REQUIRED WORK — Look through the listing below and give the number of lines that hold "opened". Say nothing more.

____________________

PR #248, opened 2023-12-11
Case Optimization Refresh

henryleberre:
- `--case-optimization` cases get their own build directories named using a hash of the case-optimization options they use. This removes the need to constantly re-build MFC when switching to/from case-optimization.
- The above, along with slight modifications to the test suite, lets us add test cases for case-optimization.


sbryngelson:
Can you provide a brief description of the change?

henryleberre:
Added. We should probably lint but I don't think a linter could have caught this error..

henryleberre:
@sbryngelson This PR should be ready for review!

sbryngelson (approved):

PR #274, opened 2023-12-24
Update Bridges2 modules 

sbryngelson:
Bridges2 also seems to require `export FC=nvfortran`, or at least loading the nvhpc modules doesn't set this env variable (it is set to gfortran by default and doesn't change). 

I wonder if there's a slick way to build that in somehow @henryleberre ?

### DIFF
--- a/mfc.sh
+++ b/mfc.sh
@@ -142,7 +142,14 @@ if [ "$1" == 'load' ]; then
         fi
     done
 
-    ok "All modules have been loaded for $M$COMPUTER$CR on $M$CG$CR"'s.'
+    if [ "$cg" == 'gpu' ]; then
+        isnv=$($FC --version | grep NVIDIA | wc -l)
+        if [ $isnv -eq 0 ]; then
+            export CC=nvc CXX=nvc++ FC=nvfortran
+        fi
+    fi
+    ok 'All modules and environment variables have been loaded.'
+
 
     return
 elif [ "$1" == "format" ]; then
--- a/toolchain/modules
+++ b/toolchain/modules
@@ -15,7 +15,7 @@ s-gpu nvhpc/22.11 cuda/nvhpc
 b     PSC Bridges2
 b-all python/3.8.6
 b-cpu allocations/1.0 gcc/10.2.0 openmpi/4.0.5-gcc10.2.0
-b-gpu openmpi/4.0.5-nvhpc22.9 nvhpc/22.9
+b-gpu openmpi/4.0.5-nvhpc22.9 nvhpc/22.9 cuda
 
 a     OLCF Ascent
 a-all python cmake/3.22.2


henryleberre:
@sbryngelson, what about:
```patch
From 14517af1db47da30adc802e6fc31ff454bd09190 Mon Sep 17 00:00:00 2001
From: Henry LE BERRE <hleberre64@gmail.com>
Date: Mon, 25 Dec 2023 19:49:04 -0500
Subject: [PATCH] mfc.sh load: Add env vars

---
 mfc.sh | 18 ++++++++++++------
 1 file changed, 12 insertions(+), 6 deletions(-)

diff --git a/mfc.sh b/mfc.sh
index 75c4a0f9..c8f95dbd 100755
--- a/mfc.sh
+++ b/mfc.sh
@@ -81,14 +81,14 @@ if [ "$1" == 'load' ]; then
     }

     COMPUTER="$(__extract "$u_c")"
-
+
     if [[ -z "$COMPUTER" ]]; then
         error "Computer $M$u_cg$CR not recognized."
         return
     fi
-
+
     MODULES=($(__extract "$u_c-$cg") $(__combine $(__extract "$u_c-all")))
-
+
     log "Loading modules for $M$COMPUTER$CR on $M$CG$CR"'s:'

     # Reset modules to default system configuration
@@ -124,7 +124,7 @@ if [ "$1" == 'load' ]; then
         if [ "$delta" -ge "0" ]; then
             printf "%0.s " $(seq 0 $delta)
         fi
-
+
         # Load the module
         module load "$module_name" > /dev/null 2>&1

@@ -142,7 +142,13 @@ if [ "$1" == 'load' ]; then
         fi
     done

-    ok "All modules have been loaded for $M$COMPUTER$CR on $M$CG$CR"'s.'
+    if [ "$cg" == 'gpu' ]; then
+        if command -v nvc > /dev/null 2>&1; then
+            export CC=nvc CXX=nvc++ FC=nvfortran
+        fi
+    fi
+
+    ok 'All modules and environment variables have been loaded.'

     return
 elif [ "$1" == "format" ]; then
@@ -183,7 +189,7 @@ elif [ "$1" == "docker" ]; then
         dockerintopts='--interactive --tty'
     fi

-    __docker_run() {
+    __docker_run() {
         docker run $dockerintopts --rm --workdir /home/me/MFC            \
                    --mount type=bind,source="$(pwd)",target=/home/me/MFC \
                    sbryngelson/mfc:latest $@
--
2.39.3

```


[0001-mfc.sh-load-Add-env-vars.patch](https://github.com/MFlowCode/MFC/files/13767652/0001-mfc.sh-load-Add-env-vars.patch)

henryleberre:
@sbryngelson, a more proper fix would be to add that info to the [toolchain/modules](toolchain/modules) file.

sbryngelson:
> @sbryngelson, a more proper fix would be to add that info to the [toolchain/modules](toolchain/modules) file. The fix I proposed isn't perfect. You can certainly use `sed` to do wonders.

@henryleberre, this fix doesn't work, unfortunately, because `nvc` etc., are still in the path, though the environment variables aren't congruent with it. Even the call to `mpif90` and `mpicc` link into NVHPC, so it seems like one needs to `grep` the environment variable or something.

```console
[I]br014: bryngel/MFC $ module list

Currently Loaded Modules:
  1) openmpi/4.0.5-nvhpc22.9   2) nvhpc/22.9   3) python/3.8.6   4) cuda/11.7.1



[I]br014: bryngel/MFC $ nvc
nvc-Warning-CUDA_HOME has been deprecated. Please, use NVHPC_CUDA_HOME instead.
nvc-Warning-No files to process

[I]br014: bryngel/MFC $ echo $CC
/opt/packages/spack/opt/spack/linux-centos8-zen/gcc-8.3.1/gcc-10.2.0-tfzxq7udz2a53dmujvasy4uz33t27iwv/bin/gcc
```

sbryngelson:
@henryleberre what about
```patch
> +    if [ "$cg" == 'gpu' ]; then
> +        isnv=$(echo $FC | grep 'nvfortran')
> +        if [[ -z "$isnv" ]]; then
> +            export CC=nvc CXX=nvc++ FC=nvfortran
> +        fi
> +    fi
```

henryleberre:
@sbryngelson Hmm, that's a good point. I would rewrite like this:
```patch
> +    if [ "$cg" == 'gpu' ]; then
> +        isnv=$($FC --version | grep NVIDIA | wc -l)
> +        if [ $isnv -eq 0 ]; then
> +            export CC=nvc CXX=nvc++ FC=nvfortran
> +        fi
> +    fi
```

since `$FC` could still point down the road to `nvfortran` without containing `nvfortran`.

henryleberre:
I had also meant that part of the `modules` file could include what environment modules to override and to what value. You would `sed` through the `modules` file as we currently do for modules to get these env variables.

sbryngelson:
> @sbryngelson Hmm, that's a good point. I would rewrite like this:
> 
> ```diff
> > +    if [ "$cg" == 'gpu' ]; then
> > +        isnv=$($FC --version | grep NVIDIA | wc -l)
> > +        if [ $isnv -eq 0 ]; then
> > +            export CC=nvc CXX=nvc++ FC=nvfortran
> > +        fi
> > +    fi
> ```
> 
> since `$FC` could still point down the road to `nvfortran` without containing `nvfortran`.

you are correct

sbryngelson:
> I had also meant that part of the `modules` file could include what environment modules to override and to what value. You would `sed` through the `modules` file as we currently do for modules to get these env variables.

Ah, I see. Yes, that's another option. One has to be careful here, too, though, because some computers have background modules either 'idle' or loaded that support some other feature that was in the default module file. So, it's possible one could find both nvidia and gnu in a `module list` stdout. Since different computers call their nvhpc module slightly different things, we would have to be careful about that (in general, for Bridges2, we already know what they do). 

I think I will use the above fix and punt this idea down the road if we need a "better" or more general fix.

____________________

OUTPUT OF THE TASK — 2